Any views/thoughts would be greatly appreciated.

Regards,

John.

2 Responses

  1. Job titles, roles and progression

    John

    Unfortunetly job titles can mean very different things in different organisations. I know that Training Officer ranges from an instructor type role right up to a head of training. However, I think we can make some general assumptions – with all the usual words of caution that go with any assumption.

    A typical ‘trainer’ role is traditionally one focused on delivering courses. Depending on the topic and the context this can range from instructuion through to facilitation. Some technical training retains a high instructional component – and when done well is great, there is an art to it even though it is often looked down upon by advocates of more modern approaches. Most management and interpersonal skills training these days is far mor interactive, experiential and the trainer is mainly a facilitator (but with good knowledge behind that in order to be most effective). In both areas there is an increase in blended learning which takes the trainer into other methods and skills, especially if they have a design role.

    Most modern trainers have a degree of involvement in talking with clients, doing diagnostic work, designing in evaluation, marketing and so on. But I think the L&D consultant takes this to the next level.

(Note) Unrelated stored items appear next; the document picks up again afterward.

PR #695, opened 2023-02-28
Activity Presets DB

### LINKED ISSUE #677: Create db tables for activity presets
This includes exposing the tables through our Hasura API, and making sure they are connected by foreign key to activity directives.

Mythicaeda:
* **Tickets addressed:** Closes #677 
* **Review:** By commit  

## Description

Creates the following tables:
- `activity_presets`: Stores an activity preset
- `preset_to_directive`: Association table between Presets and Activity Directives (One to Many)
- `preset_to_snapshot_directive`: Association table between Presets and Snapshot Directives (One to Many)

Creates a Hasura Function `apply_preset_to_activity`, which will check that the preset is for the correct activity type before updating the activity directive and upserting into `preset_to_directive`.

I chose to use association tables instead of adding a column to `activity_directive` because:
- It's a cleaner migration
- Presets are not really part of the definition of an activity. They are optional and ignored in merging, unlike the other metadata columns, which _are_ compared for equality.

## Verification

- Added tests to PlanMerge
- Added unit tests in PresetTests

## Documentation

Opened https://github.com/NASA-AMMOS/aerie-docs/issues/17

### DIFF
--- a/merlin-server/sql/merlin/tables/activity_presets.sql
+++ b/merlin-server/sql/merlin/tables/activity_presets.sql
@@ -1,0 +1,71 @@
+create table activity_presets(
+  id integer generated always as identity primary key,
+  model_id integer not null,
+  name text not null,
+  associated_activity_type text not null,
+  arguments merlin_argument_set not null,
+
+  foreign key (model_id, associated_activity_type)
+    references activity_type
+    on delete cascade,
+  unique (model_id, associated_activity_type, name)
+);
+
+comment on table activity_presets is e''
+  'A set of arguments that can be applied to an activity of a given type.';
+
+comment on column activity_presets.id is e''
+  'The unique identifier for this activity preset';
+comment on column activity_presets.model_id is e''
+  'The model defining this activity preset is associated with.';
+comment on column activity_presets.name is e''
+  'The name of this activity preset, unique for an activity type within a mission model.';
+comment on column activity_presets.associated_activity_type is e''
+  'The activity type with which this activity preset is associated.';
+comment on column activity_presets.arguments is e''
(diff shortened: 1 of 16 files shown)


merlin-server/sql/merlin/tables/activity_presets.sql
```diff
@@ -0,0 +1,71 @@
+create table activity_presets(
+  id integer generated always as identity primary key,
+  model_id integer not null,
+  name text,
```
mattdailis: Just pattern matching - any reason for `name` to be nullable?

Mythicaeda: Not that I can think of. I've added the `not null` constraint.

merlin-server/sql/merlin/tables/activity_presets.sql
```diff
@@ -0,0 +1,71 @@
...
+    on delete cascade,
+
+  constraint one_preset_per_activity_directive
+    unique (activity_id, plan_id),
+
+  primary key (preset_id, activity_id, plan_id)
+);
+
+comment on table preset_to_directive is e''
+  'Associates activity directiv with activity directives that have been assigned presets.';
```
mattdailis: Comment typo

```suggestion
  'Associates presets with activity directives that have been assigned presets.';
```

mattdailis (approved):
Looks good to me! Just one small typo that came up in my pg_dump diff

merlin-server/sql/merlin/tables/activity_presets.sql
Mythicaeda: Thanks for the catch. Fixed!

PR #696, opened 2023-02-28
Added a fix for when an activity type has the same name as a command

### LINKED ISSUE #635: Expansion Set fails on Activity Type with same name as a command
Aerie fails to create an expansion set which contains a rule for an activity type that has the same name as a command in the command dictionary (I hypothesize; that's the only logical link I've come up with). 

When creating the set, the API returns a TS2352 error (mildly redacted):

```
    Expansion set could not be type checked
    Caused by: [
        TypeError: TS2352 Conversion of type 'CommandStem<[{*command parameters*}], Record<string, any>>' to type '*activity type name*' may be a mistake because neither type sufficiently overlaps with the other. If this was intentional, convert the expression to 'unknown' first.
        Type 'CommandStem<[{*command parameters*}], Record<string, any>>' is missing the following properties from type '*activity type name*': type, duration, startOffset, startTime, and 2 more.
    ]
```

cohansen:
* **Tickets addressed:** Closes #635.
* **Review:** By commit

## Description
There was an issue when creating an expansion set that had an activity type with the exact same name as a command in the command dictionary. I created a duplicate `GrowBanana` command so the name would match the activity type in the bananation model and confirmed that creating an expansion set was broken as well as a type error was being thrown in the editor.

To fix this I added a namespace for `ActivityTypes` so there is no longer a conflict.

## Verification
I tested manually in the UI and added a new unit test to double check this behavior against the updated command dictionary.

## Documentation
N/A

## Future work
N/A

### DIFF
--- a/sequencing-server/src/lib/codegen/ActivityTypescriptCodegen.ts
+++ b/sequencing-server/src/lib/codegen/ActivityTypescriptCodegen.ts
@@ -7,7 +7,7 @@ readonly startTime: Temporal.Instant;
 readonly endTime: Temporal.Instant;`;
 
 export function generateTypescriptForGraphQLActivitySchema(activitySchema: GraphQLActivitySchema): string {
-  const activityTypeAlias = `type ActivityType = ${activitySchema.name};`;
+  const activityTypeAlias = `type ActivityType = ActivityTypes.${activitySchema.name};`;
 
   const activityTypeDeclaration = `readonly type: '${activitySchema.name}';`;
 
@@ -27,8 +27,12 @@ export function generateTypescriptForGraphQLActivitySchema(activitySchema: Graph
   const propertyDeclarations = [activityTypeDeclaration, commonProperties, attributesDeclaration].join('\n');
 
   return (
-    globalDeclaration(`${interfaceDeclaration(activitySchema.name, propertyDeclarations)}\n${activityTypeAlias}`) +
-    '\n\nexport {};'
+    globalDeclaration(
+      `namespace ActivityTypes {\n${interfaceDeclaration(
+        activitySchema.name,
+        propertyDeclarations,
+      )}\n}\n${activityTypeAlias}`,
+    ) + '\n\nexport {};'
   );
 }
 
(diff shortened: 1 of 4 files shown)


sequencing-server/src/lib/codegen/ActivityTypescriptCodegen.ts
```diff
@@ -7,7 +7,7 @@ readonly startTime: Temporal.Instant;
 readonly endTime: Temporal.Instant;`;
 
 export function generateTypescriptForGraphQLActivitySchema(activitySchema: GraphQLActivitySchema): string {
-  const activityTypeAlias = `type ActivityType = ${activitySchema.name};`;
+  const activityTypeAlias = `type ActivityType = ActivityTypes.${activitySchema.name};`;
```
camargo, line 10: Does this imply the UI needs to change the default expansion starter code? 

https://github.com/NASA-AMMOS/aerie-ui/blob/c69d54048e0469bc233efb4713cc713a74c19da8/src/components/expansion/ExpansionRuleForm.svelte#L24

Or will the mapping still be good on the front end?

cohansen: Nope! The namespace gets picked up already:
Screenshot 2023-02-28 at 10 31 51 AM

camargo: Very nice

dyst5422: I don't think so. This type alias should be ok now that we've namespaced the actual activity name that customers can modify. Now if they make a command named `ActivityType`....

cohansen: > I don't think so. This type alias should be ok now that we've namespaced the actual activity name that customers can modify. Now if they make a command named `ActivityType`....

Yeah, that would cause a big problem! I think we can cross that bridge if it ever becomes an issue 😭

dyst5422: I think we should still encourage CamelCase activity types and CAPITALIZED command stems for clarity of readability as well.

dyst5422 (approved):

camargo (approved):
LGTM

mattdailis (approved):
🎉

PR #698, opened 2023-03-01
Add PGCMP Workflow

### LINKED ISSUE #567: Use pgcmp to compare migrations
In the interest of doing a more nuanced diff than just "pg_dump -> string comparison", we are looking into using [pgcmp](https://github.com/cbbrowne/pgcmp).

Current use case: Make sure that the schema that results from running all the migrations matches the latest schema.

Future use case: Provide the users with a way to detect database drift.

Source discussion: #427 

Two possible approaches are:
1. As of #427, the "pg_dump -> string comparison" test is in the `db-tests` suite - the pgcmp test could replace it
2. Alternatively, the pgcmp test could be split into a separate github workflow

Mythicaeda:
* **Tickets addressed:** Closes #567
* **Review:** By commit  

## Description

Added a workflow to:
1) Build the version of the DB from 1.0.1 (the base version for migrations), migrate it to current, then dump it
2) Build the version of the DB on the current branch, then dump it
3) Use `pgcmp` to compare the dumps for equality
4) Upload the results of `pgcmp` should at least one comparison fail.

## Verification

Successful running on this branch should indicate if it's working.

## Future work

Potentially refine the script to only look at the changes between develop and the migration defined in the PR.

### DIFF
--- a/.github/workflows/pgcmp.yml
+++ b/.github/workflows/pgcmp.yml
@@ -1,0 +1,334 @@
+name: "Database Migrations Check PR"
+
+on:
+  pull_request:
+    paths:
+      - 'deployment/hasura/migrations/**'
+      - 'merlin-server/sql/**'
+      - 'sequencing-server/sql/**'
+      - 'scheduler-server/sql/**'
+      - 'deployment/postgres-init-db/sql/**'
+  push:
+    paths:
+      - 'deployment/hasura/migrations/**'
+      - 'merlin-server/sql/**'
+      - 'sequencing-server/sql/**'
+      - 'scheduler-server/sql/**'
+      - 'deployment/postgres-init-db/sql/**'
+    branches:
+      - develop
+    tags:
+      - v*
+  workflow_dispatch:
+
+jobs:
+  dump-db-base:
+    runs-on: ubuntu-latest
+    environment: e2e-test
+    steps:
+      - name: Checkout v1.0.1
+        uses: actions/checkout@v3
+        with:
+          ref: 'v1.0.1'
+      - name: Clone PGCMP
+        uses: actions/checkout@v3
+        with:
+          repository: cbbrowne/pgcmp
+          path: pgcmp
+      - name: Setup Python
+        uses: actions/setup-python@v4
+        with:
+          python-version: '3.10'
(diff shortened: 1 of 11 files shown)


.github/workflows/pgcmp.yml
```diff
@@ -0,0 +1,176 @@
...
+
+on:
+  pull_request:
+    paths:
+      - 'deployment/hasura/migrations/**'
+      - 'merlin-server/sql/**'
+      - 'sequencing-server/sql/**'
+      - 'scheduler-server/sql/**'
+      - 'deployment/postgres-init-db/sql/**'
+      - '.github/**' # REMOVE BEFORE MERGING, BUT THIS SHOULD FORCE THE WORKFLOW TO RUN ON THIS PR
```
cohansen: Just tagging this so it's not forgotten :)

cohansen (changes requested):
Looks fine to me, I ran locally and Aerie ran successfully.

It looks like there's some failed checks though, and 1 remove before merge.

Mythicaeda:
> Looks fine to me, I ran locally and Aerie ran successfully.
You ran the workflow locally or you deployed Aerie from this branch successfully? Double-checking because this PR is adding a workflow to Aerie, not modifying any existing Aerie code

cohansen:
> > Looks fine to me, I ran locally and Aerie ran successfully.
> > You ran the workflow locally or you deployed Aerie from this branch successfully? Double-checking because this PR is adding a workflow to Aerie, not modifying any existing Aerie code

Ah, I misunderstood your instructions. I ran Aerie locally which I guess doesn't test this workflow. My comment above was because I saw some of the checks had failed against this branch.

Mythicaeda:
> Ah, I misunderstood your instructions. I ran Aerie locally which I guess doesn't test this workflow. My comment above was because I saw some of the checks had failed against this branch.

Yeah, that failing check is actually the one being added

.github/workflows/pgcmp.yml
Mythicaeda: It's been removed!

cohansen (approved):
Looks great and the checks passed! 🎉

PR #700, opened 2023-03-01
Added Ground_Block and Ground_Event to eDSL

goetzrrGit:
* **Review:** By commit  

## Description
Added `Ground_Block` and `Ground_Event` types to the `Sequence.step[]` object. You should be able to go back and forth between eDSL and SeqJSON also within the Sequence Editor.  

## Verification
 Ran the e2e test and manually tested 

## Documentation

```ts
C.GROUND_BLOCK("Block 1")
A`2050-45T00:12:00`.GROUND_BLOCK("Block 2")
E`10:00:00`.GROUND_BLOCK("Block 3")
R`04:39:23.000`.GROUND_BLOCK("Block 4")

C.GROUND_EVENT("EVENT 1")
A`2050-45T00:12:00`.GROUND_EVENT("EVENT 2")
E`10:00:00`.GROUND_EVENT("EVENT 3")
R`04:39:23.000`.GROUND_EVENT("EVENT 4")
```

You can also chain these objects' parameters

```ts
C.GROUND_BLOCK("").METADATA({}).ARGUMENTS([]).MODELS([]).DESCRIPTION("")
```

Here is an example of the SeqJSON generated

eDSL
```ts
R`02:02:00`
.GROUND_BLOCK('GroundBlock2')
.ARGUMENTS([{ name: 'intStartTime', type: 'number', value: 10 }])
.METADATA({ author: 'Ryan' })
.DESCRIPTION('Set the ground block time')
.MODELS([
	{
		offset: '00:10:00.001',
		value: true,
		variable: 'model_var_boolean',
	},
]);
```

```json
{
  "id": "test0000",
  "metadata": {
    "author": "XXXX",
    "name": "test sequence",
    "onboard_path": "/tmp/onboard/eis/"
  },
  "steps": [
    {
      "name": "GroundBlock2",
      "time": {
        "type": "COMMAND_RELATIVE",
        "tag": "02:02:00.000"
      },
      "args": [
        {
          "name": "intStartTime",
          "type": "number",
          "value": 10
        }
      ],
      "description": "Set the ground block time",
      "metadata": {
        "author": "Ryan"
      },
      "models": [
        {
          "offset": "00:10:00.001",
          "value": true,
          "variable": "model_var_boolean"
        }
      ],
      "type": "ground_block"
    }
  ]
}
```

## Future work
Add the last 2 step objects (Activate and Load)

### DIFF
--- a/sequencing-server/src/lib/codegen/CommandEDSLPreface.spec.ts
+++ b/sequencing-server/src/lib/codegen/CommandEDSLPreface.spec.ts
@@ -6,6 +6,8 @@ import {
   HMS_STRING,
   Sequence,
   TimingTypes,
+  Ground_Event,
+  Ground_Block,
 } from './CommandEDSLPreface';
 
 describe('Command', () => {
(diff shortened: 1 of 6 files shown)


camargo:
So what happens if there is a command in the command dictionary called `GROUND_EVENT` or `GROUND_BLOCK`?

dyst5422:
> So what happens if there is a command in the command dictionary called `GROUND_EVENT` or `GROUND_BLOCK`?

We could de-facto namespace them with a special leading character like `$` (`$GROUND_EVENT`, `$GROUND_BLOCK`), but I'm also not a huge fan of that pattern either.

goetzrrGit:
Currently, I don't have a solution to the namespace collision issue we're facing. The proposed name for GroundBlock and GroundEvent was suggested by Basak, so I hope they won't use the same name for another FSW_Command. Although all FSW_Commands follow the SNAKE_UPPER_CASE pattern, changing these Ground steps to Snake_Case is a possibility, but not ideal as we were progressing towards a style of all SNAKE_UPPER_CASE for the eDSL.

One way to avoid namespace collisions is to use a unique prefix for all identifiers in the code. For example, you could prefix all FSW_Commands with "FSW_".  This will match HDW Commands in the Command dictionary "HDW_". This would help to differentiate them from any other namespaces or interfaces that may be used in the project.

Furthermore, we need to be careful of potential namespace collisions with the JSON Spec, as it has already claimed CamelCase for all its interfaces. So if a mission command collides with that then we have the same problem as above.

goetzrrGit:
We can probably encapsulate the JSON Spec into a namespace SPEC. To avoid collision with the JSON Spec.

`class Sequence implements SPEC.SeqJson`

I am trying to think how we can do this with Command namespace collisions. Maybe something like this as we are starting to chain things together now:

```
C.FSW.BAKE_BANANA()
C.GROUND_BLOCK() 
```

cohansen (approved):
This PR looks good to me, I'm also concerned with the namespacing issues especially after the one Clipper found, but it sounds like that needs a broader discussion and a separate ticket to address.

dyst5422:
@goetzrrGit can I recommend that we have the syntax for these special ones be Capitalized (GroundBlock, GroundEvent) such that they are immediately distinguishable from the UPPERCASED command stems as a first level of disambiguation? I worry about releasing a feature and then changing the API on it later.

PR #708, opened 2023-03-03
Make simulation optional for scheduling goals

### LINKED ISSUE #674: Make simulation optional for scheduling goals
To help with performance we need a way to make simulation optional for scheduling goals

JoelCourtney:
* **Tickets addressed:** closes #674 
* **Review:** By commit  

## Description

This makes re-simulation between goals optional. Each goal has two opportunities to simulate:
- before it evaluates, to make sure it has up-to-date results
- after it evaluates, to make sure the durations of the inserted activities are as expected

When there are multiple goals, some of the simulation is already avoided:
- Sim before goal 1
- Eval goal 1
- Sim after goal 1
- Sim before goal 2 (*no-op*, results are up-to-date)
- Eval goal 2
- Sim after goal 2

However, if "Sim after goal 1" is turned off, at "Sim before goal 2" it will recognize that results are out of date and resimulate, doing the same amount of work as before. This means that both "Sim after goal 1" and "Sim before goal 2" have to be turned off.

We already have a flag for turning off sim after a goal: `checkSimBeforeInsertingActivities`. I've added a second flag, `checkSimBeforeEvaluatingGoal` which does what it says it does. If goal 1 is set to not re-simulate after, then `checkSimBeforeInsertingActivites` will be `false` during goal 1, and `checkSimBeforeEvaluatingGoal` will be `false` during goal 2.

This PR also adds a column to the scheduling spec goals table, with a migration, and fixes a couple bugs I found on the way.

## Verification
I've added an integration test, which also doubles as a demonstration of how this feature turns off the correctness guarantee.

## Documentation
- [ ] This one's definitely worthy of an update to the docs.

## Future work
UI

### DIFF
--- a/constraints/src/main/java/gov/nasa/jpl/aerie/constraints/time/Spans.java
+++ b/constraints/src/main/java/gov/nasa/jpl/aerie/constraints/time/Spans.java
@@ -174,7 +174,7 @@ public class Spans implements IntervalContainer<Spans>, Iterable<Segment<Optiona
 
   public Spans intersectWith(final Windows windows){
     final var ret = new Spans();
-    this.intervals.forEach(x -> windows.iterator().forEachRemaining(y -> ret.add(Interval.intersect(y.interval(), x.interval()), x.value())));
+    this.intervals.forEach(x -> windows.iterateEqualTo(true).iterator().forEachRemaining(y -> ret.add(Interval.intersect(x.interval(), y), x.value())));
     return ret;
   }
 
--- a/deployment/hasura/migrations/AerieScheduler/1_optional_sim_per_goal/down.sql
+++ b/deployment/hasura/migrations/AerieScheduler/1_optional_sim_per_goal/down.sql
@@ -1,0 +1,4 @@
+comment on column scheduling_specification_goals.simulate_after is null;
+alter table scheduling_specification_goals drop column simulate_after;
+
+call migrations.mark_migration_rolled_back('1');
--- a/deployment/hasura/migrations/AerieScheduler/1_optional_sim_per_goal/up.sql
+++ b/deployment/hasura/migrations/AerieScheduler/1_optional_sim_per_goal/up.sql
@@ -1,0 +1,6 @@
+alter table scheduling_specification_goals add column simulate_after boolean not null default true;
+
+comment on column scheduling_specification_goals.simulate_after is e''
+  'Whether to re-simulate after evaluating this goal and before the next goal.';
+
+call migrations.mark_migration_applied('1');
--- a/scheduler-driver/src/main/java/gov/nasa/jpl/aerie/scheduler/goals/Goal.java
+++ b/scheduler-driver/src/main/java/gov/nasa/jpl/aerie/scheduler/goals/Goal.java
@@ -32,12 +32,16 @@ public class Goal {
    * state constraints applying to the goal
    */
   protected Expression<Windows> resourceConstraints;
-  
+
   /**
-   * Whether to resimulate after this goal or use stale results
+   * Whether to resimulate after this goal or make the next goal use stale results.
+   *
+   * True is the default behavior. If False, the durations of the activities inserted by
+   * *this* goal will not be simulated and checked, and the *next* goal will not have up-to-date
+   * sim results if this goal placed any activities.
    */
   public boolean simulateAfter;
-  
+
   /** Set to true if partial satisfaction is ok, the scheduler will try to do its best */
   private boolean shouldRollbackIfUnsatisfied = false;
 
--- a/scheduler-driver/src/main/java/gov/nasa/jpl/aerie/scheduler/goals/Goal.java
+++ b/scheduler-driver/src/main/java/gov/nasa/jpl/aerie/scheduler/goals/Goal.java
@@ -32,6 +32,12 @@ public class Goal {
    * state constraints applying to the goal
    */
   protected Expression<Windows> resourceConstraints;
+  
+  /**
+   * Whether to resimulate after this goal or use stale results
+   */
+  public boolean simulateAfter;
+  
   /** Set to true if partial satisfaction is ok, the scheduler will try to do its best */
   private boolean shouldRollbackIfUnsatisfied = false;
 
@@ -148,6 +154,13 @@ public class Goal {
 
     boolean shouldRollbackIfUnsatisfied;
 
+    public T simulateAfter(boolean simAfter) {
+      this.simulateAfter = simAfter;
+      return getThis();
+    }
+
+    boolean simulateAfter = true;
+
     /**
      * uses all pending specifications to construct a matching new goal object
      *
@@ -205,6 +218,8 @@ public class Goal {
         final var windows = new Windows(false).set(Interval.between(starting, ending), true);
         goal.temporalContext = new WindowsWrapperExpression(windows);
       }
+
+      goal.simulateAfter = this.simulateAfter;
 
       return goal;
     }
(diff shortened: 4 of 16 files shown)


deployment/hasura/migrations/AerieScheduler/1_optional_sim_per_goal/down.sql
```diff
@@ -0,0 +1,5 @@
+alter table scheduling_specification_goals drop column simulate_after;
+
+comment on column scheduling_specification_goals.simulate_after is null;
```
Mythicaeda, line 1: This comment needs to be set to null before the column is dropped, otherwise an error is thrown when running the down.sql

deployment/hasura/migrations/AerieScheduler/1_optional_sim_per_goal/up.sql
```diff
@@ -0,0 +1,6 @@
+alter table scheduling_specification_goals add column simulate_after boolean not null default true;
+
+comment on column scheduling_specification_goals.simulate_after is e''
+  'Whether to re-simulate after evaluating this goal and before the next goal.';
+
+call migrations.mark_migration_applied('1');
```
Mythicaeda, line 6: This call also needs to happen at the bottom of `scheduler-server/sql/scheduler/applied_migrations.sql`.

JoelCourtney: done

deployment/hasura/migrations/AerieScheduler/1_optional_sim_per_goal/down.sql
JoelCourtney: done

scheduler-driver/src/test/java/gov/nasa/jpl/aerie/scheduler/TestApplyWhen.java
```diff
@@ -861,7 +861,7 @@ public void testCoexistenceWindowsCutoffMidActivity() {
...
     partialPlan.add(SchedulingActivityDirective.of(actTypeA, planningHorizon.getStartAerie().plus(Duration.of(14, Duration.SECONDS)), Duration.of(4, Duration.SECONDS), null, true)); //create an activity that's 5 seconds long, 16s after start
     partialPlan.add(SchedulingActivityDirective.of(actTypeA, planningHorizon.getStartAerie().plus(Duration.of(19, Duration.SECONDS)), Duration.of(4, Duration.SECONDS), null, true)); //create an activity that's 5 seconds long, 16s after start
-    partialPlan.add(SchedulingActivityDirective.of(actTypeA, planningHorizon.getStartAerie().plus(Duration.of(25, Duration.SECONDS)), Duration.of(4, Duration.SECONDS), null, true)); //create an activity that's 5 seconds long, 16s after start
+    partialPlan.add(SchedulingActivityDirective.of(actTypeA, planningHorizon.getStartAerie().plus(Duration.of(25, Duration.SECONDS)), Duration.of(2, Duration.SECONDS), null, true)); //create an activity that's 5 seconds long, 16s after start
```
Mythicaeda: Very minor, but could you fix the comment here? I don't think this activity is 5s long and 16s after plan start.

scheduler-driver/src/main/java/gov/nasa/jpl/aerie/scheduler/goals/Goal.java
```diff
@@ -32,6 +32,12 @@ public class Goal {
    * state constraints applying to the goal
    */
   protected Expression<Windows> resourceConstraints;
+  
+  /**
+   * Whether to resimulate after this goal or use stale results
```
Mythicaeda: Minor, but this comment feels slightly inaccurate, since it's not whether _this_ goal uses stale results, but whether the _next_ goal uses stale results.

constraints/src/main/java/gov/nasa/jpl/aerie/constraints/time/Spans.java
```diff
@@ -174,7 +174,7 @@ public boolean isCollectionSubsetOf(final Spans otherSpans){
 
   public Spans intersectWith(final Windows windows){
     final var ret = new Spans();
-    this.intervals.forEach(x -> windows.iterator().forEachRemaining(y -> ret.add(Interval.intersect(y.interval(), x.interval()), x.value())));
+    this.intervals.forEach(x -> windows.iterateEqualTo(true).iterator().forEachRemaining(y -> ret.add(Interval.intersect(x.interval(), y), x.value())));
```
Mythicaeda, line 177: I'd like to see a quick test of this method that would fail with the previous implementation but succeed with this fix, both because it's weird that all of our tests used to pass and to ensure we don't add back the same bug in the future.

scheduler-worker/src/test/java/gov/nasa/jpl/aerie/scheduler/worker/services/SchedulingIntegrationTests.java
```diff
@@ -1682,6 +1686,59 @@ export default () => Goal.CoexistenceGoal({
     assertEquals(Duration.of(65, Duration.MINUTES), peelBanana.startOffset());
   }
 
+  @Test
+  void testOptionalSimulationAfterGoal() {
```
Mythicaeda: How does this prove that there was no simulation between the goals? Wouldn't a more accurate test be one where, by not simulating between the goals, we get a different result set than what we'd get if we _had_ simulated between each goal?

scheduler-driver/src/test/java/gov/nasa/jpl/aerie/scheduler/TestApplyWhen.java
JoelCourtney: 👍

scheduler-worker/src/test/java/gov/nasa/jpl/aerie/scheduler/worker/services/SchedulingIntegrationTests.java
JoelCourtney: That's exactly what it does. I can add a comment explaining how though.

JoelCourtney: (There was a comment already there, but that was a mistake, I must have copy-pasted from somewhere else)

JoelCourtney: This test makes sure that resources are stale. I've added a second test that makes sure it doesn't care about directives that don't have corresponding spans. I've also modified both of them to make sure the results are different, compared to if it *is* resimulated.

constraints/src/main/java/gov/nasa/jpl/aerie/constraints/time/Spans.java
JoelCourtney: done

scheduler-worker/src/test/java/gov/nasa/jpl/aerie/scheduler/worker/services/SchedulingIntegrationTests.java
```diff
@@ -1682,6 +1686,132 @@ export default () => Goal.CoexistenceGoal({
...
+   * If the resource is resimulated, it will be different and Goal 1 will place one activity.
+   *
+   * Both options are tested here.
+   */
+  @Test
+  void testOptionalSimulationAfterGoal_staleResources() {
+    final var activityDuration = Duration.of(1, Duration.HOUR);
+    final var configs = Map.of(
+        false, 0, // don't simulate, expect 0 activities
+        true, 1 // do simualte, expect 1 activity
```
Mythicaeda: Typo
```suggestion
        true, 1 // do simulate, expect 1 activity
```

scheduler-worker/src/test/java/gov/nasa/jpl/aerie/scheduler/worker/services/SchedulingIntegrationTests.java
```diff
@@ -1682,6 +1686,132 @@ export default () => Goal.CoexistenceGoal({
...
+   * If it does resimulate, it should place one activity.
+   *
+   * Both options are tested here.
+   */
+  @Test
+  void testOptionalSimulationAfterGoal_unsimulatedActivities() {
+    final var activityDuration = Duration.of(1, Duration.HOUR);
+    final var configs = Map.of(
+        false, 0, // don't simulate, expect 0 activities
+        true, 1 // do simualte, expect 1 activity
```
Mythicaeda: Typo:
```suggestion
        true, 1 // do simulate, expect 1 activity
```

Mythicaeda (approved):
Looks great! Thanks for adding in those tests.

PR #709, opened 2023-03-03
Use correct join type when querying scheduling conditions

### LINKED ISSUE #679: Fix global scheduling conditions query in scheduler worker
To reproduce the issue, bring up aerie with two plans, and add a global scheduling condition to each one.

Add a scheduling goal to one of the plans, and attempt to run scheduling on that plan.

image

mattdailis:
* **Tickets addressed:** Fixes #679 
* **Review:** By commit  

## Description

`GetSpecificationConditionsAction` needs to get all of the conditions associated with a particular specification. It did this via a left join, which would return a `null` value for each scheduling condition in the database that isn't in the plan of interest. The intention of this query is to get the scheduling conditions for the given specification - other specifications are irrelevant - so an inner join is the appropriate choice here.

This PR replaces that left join with an inner join.

## Verification

To reproduce the issue, I brought up aerie with two plans, and added a global scheduling condition to each one.

I then added a scheduling goal to one of the plans, and attempted to run scheduling on that plan. This triggered the null pointer exception.

After making the fix, I rebuilt one of the scheduler workers, and left the other using the old code. By bringing down one of those workers at a time, I demonstrated that the old code exhibited this issue, while the new code ran with no errors.

## Documentation

No documentation updates, given that this is an unexpected bug.

## Future work

No future work - but mental note to choose my joins carefully

### DIFF
--- a/scheduler-server/src/main/java/gov/nasa/jpl/aerie/scheduler/server/remotes/postgres/GetSpecificationConditionsAction.java
+++ b/scheduler-server/src/main/java/gov/nasa/jpl/aerie/scheduler/server/remotes/postgres/GetSpecificationConditionsAction.java
@@ -17,7 +17,7 @@ import java.util.List;
       c.definition,
       c.revision
     from scheduling_specification_conditions as s
-      left join scheduling_condition as c
+      join scheduling_condition as c
       on s.specification_id = ?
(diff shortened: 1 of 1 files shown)


camargo (approved):
Tested locally. LGTM!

    L&D consultant roles are also quite variable with some doing no course delivery at all. But I will take a mid-line approach in describing what an L&D consultant might typically do. They would be out and about in the business operating more like a business partner. They would advise, help with diagnosis including organisational needs analysis rather than just at a team or individual level, they might run some events particularly things like Action Learning sets or Peer Reviews, they might help source or procure appropriate solutions, they might work with LMs to help embedded the learning and address performance issues, they would track business benefits and look to make sure future L&D actions were best value, and they might operate outside of traditional L&D boundaries addressing organisational performance issues for example. In many respects they need a mindset and skill set like that of an external consultant whilst retaining a deep knowledge of the organisation, the culture, how to get things done, and who needs to be kept involved.

    Although 20 yrs old, still one of the best books on this, especially if you are looking to progress into the consultancy role, is ‘A consultancy approach for trainers’ by Keri Phillips and Patricia Shaw. You probably can still get used copies from Amazon and other such sources.